Let \(G_1\) and \(G_2\) be groups and suppose \(\phi:G_1\to G_2\) is a homomorphism. Then \(\ker(\phi)\trianglelefteq G_1\).
Let \(G\) be a group and let \(H\trianglelefteq G\). Then the map \(\gamma:G\to G/H\) given by \(\gamma(g)=gH\) is a homomorphism with \(\ker(\gamma)=H\). This map is called the canonical projection map.
The upshot of Theorems \(\PageIndex{5}\) and \(\PageIndex{6}\) is that kernels of homomorphisms are always normal and every normal subgroup is the kernel of some homomorphism. It turns out that the kernel can tell us whether \(\phi\) is one-to-one.
The next theorem tells us that two elements in the domain of a group homomorphism map to the same element in the codomain if and only if they are in the same coset of the kernel.
Let \(G_1\) and \(G_2\) be groups and suppose \(\phi:G_1\to G_2\) is a homomorphism. Then \(\phi(a) = \phi(b)\) if and only if \(a\in b\ker(\phi)\).
One consequence of Theorem \(\PageIndex{7}\) is that if the kernel of a homomorphism has order \(k\), then the homomorphism is \(k\)-to-1. That is, every element in the range has exactly \(k\) elements from the domain that map to it. In particular, each of these collections of \(k\) elements corresponds to a coset of the kernel.
Suppose \(\phi:\mathbb{Z}_{20}\to\mathbb{Z}_{20}\) is a group homomorphism such that \(\ker(\phi)=\{0,5,10,15\}\). If \(\phi(13)=8\), determine all elements that \(\phi\) maps to 8.
The next result is a special case of Theorem \(\PageIndex{7}\).
Let \(G_1\) and \(G_2\) be groups and suppose \(\phi:G_1\to G_2\) is a homomorphism. Then \(\phi\) is one-to-one if and only if \(\ker(\phi)=\{e_1\}\), where \(e_1\) is the identity in \(G_1\).
Let \(G_1\) and \(G_2\) be groups and suppose \(\phi:G_1\to G_2\) is a homomorphism. Given a generating set for \(G_1\), the homomorphism \(\phi\) is uniquely determined by its action on the generating set for \(G_1\). In particular, if you have a word for a group element written in terms of the generators, just apply the homomorphic property to the word to find the image of the corresponding group element.

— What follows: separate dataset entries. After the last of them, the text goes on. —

Issue #4509, opened 2021-04-08
Request for additional p-adic field search options


AndrewVSutherland:
It would be nice to be able to search on more invariants of p-adic fields, especially of their Galois closures, since the Galois closures themselves are very often not present.  In particularly, I'd like to be able to search on the inertia group by GAP id and the tame degree.  It would also be nice to be able to search on the wild inertia group by GAP id.

PR #4551, opened 2021-04-30
added search fields for unramified degree and tame degree

jakobderaaij:
Addressing a part of issue #4509 that was asking for the possibility to search for p-adic fields by their unramified degree and tame degree. I added these two search boxes to the p-adic field start page and to the p-adic field search page. They work exactly like the other search boxes on these pages.  

Before: http://www.lmfdb.org/padicField/ and http://www.lmfdb.org/padicField/?search_type=List&all=1
After: http://localhost:37777/padicField/ and http://localhost:37777/padicField/?u=4&t=2&search_type=List

### DIFF
--- a/lmfdb/local_fields/main.py
+++ b/lmfdb/local_fields/main.py
@@ -481,22 +481,22 @@ class LFSearchArray(SearchArray):
                 display_knowl('gg.label', 'transitive group labels')))
         u = TextBox(
             name='u',
-            label='Unramified degree',
+            label='Galois unramified degree',
             knowl='lf.unramified_degree',
             example='3',
-            example_span='4, or a range like 1..4'
+            example_span='3, or a range like 1..4'
             )
         t = TextBox(
             name='t',
-            label='Tame degree',
+            label='Galois tame degree',
             knowl='lf.tame_degree',
-            example='3',
+            example='2',
             example_span='2, or a range like 2..3'
             )
         results = CountBox()
 
         self.browse_array = [[degree], [qp], [c], [e], [topslope], [u], [t], [gal], [results]]
-        self.refine_array = [[degree, c, gal], [qp, e, topslope], [u, t]]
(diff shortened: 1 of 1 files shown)


AndrewVSutherland:
@jwj61 Can you review this when you get a chance (it will only take a moment) just to be sure you are happy with it?  I think Jakob is planning to do some more work related to #4509 next week, but I suggested doing these first.

jwj61:
Will do.

jwj61:
On the search results page, I don't we can add a column instead of another line.

The knowls need to be adjusted.  On the page of a field, they are in a section about the Galois closure which I think is enough to indicate that they are the tame and unramified degrees of the Galois closure.  But, the notions make sense for any p-adic field, so a user might think that the search boxes are referring the the fields in the search results as opposed to their Galois closures.  In short, they need to be labelled differently in this context.

AndrewVSutherland:
@jwj61 -- thanks for the feedback, I agree with both the points you made and will hold off merging until they have been addressed. The layout changes are easy and I can help Jakob with the know edits (but feel free to make them yourself if you prefer).

jwj61:
Maybe the labels for them should be "Galois unramified degree" and "Galois tame degree".

I suppose the knowls could each have an added paragraph that just said, e.g., The Galois unramified degree of a field $K$ is the unramified degree of its Galois closure.

Thinking about it now, it might also make sense to make the connection in the knowl between the unramified degree and the residue field degree.

jakobderaaij:
I changed the layout of the search result page such that the search boxes are now all in two rows and have clearer labels.
I edited the knows of the unramified and tame degree to contain the information about Galois unramified/tame degree.

edgarcosta:
Great work @jakobderaaij feel free to add yourself to the contributors list https://github.com/LMFDB/lmfdb/blob/master/CONTRIBUTORS.yaml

Suppose \(\phi: Q_8\to V_{4}\) is a group homomorphism satisfying \(\phi(i)=h\) and \(\phi(j)=v\).
- Find \(\phi(1)\), \(\phi(-1)\), \(\phi(k)\), \(\phi(-i)\), \(\phi(-j)\), and \(\phi(-k)\).
- Find \(\ker(\phi)\).
- What well-known group is \(Q_8/\ker(\phi)\) isomorphic to?
Find a non-trivial homomorphism from \(\mathbb{Z}_{10}\) to \(\mathbb{Z}_6\).
Find all non-trivial homomorphisms from \(\mathbb{Z}_3\) to \(\mathbb{Z}_6\).
Prove that the only homomorphism from \(D_3\) to \(\mathbb{Z}_3\) is the trivial homomorphism.
Let \(F\) be the set of all functions from \(\mathbb{R}\) to \(\mathbb{R}\) and let \(D\) be the subset of differentiable functions on \(\mathbb{R}\). It turns out that \(F\) is a group under addition of functions and \(D\) is a subgroup of \(F\) (you do not need to prove this). Define \(\phi:D\to F\) via \(\phi(f)=f'\) (where \(f'\) is the derivative of \(f\)). Prove that \(\phi\) is a homomorphism. You may recall facts from calculus without proving them. Is \(\phi\) one-to-one? Onto?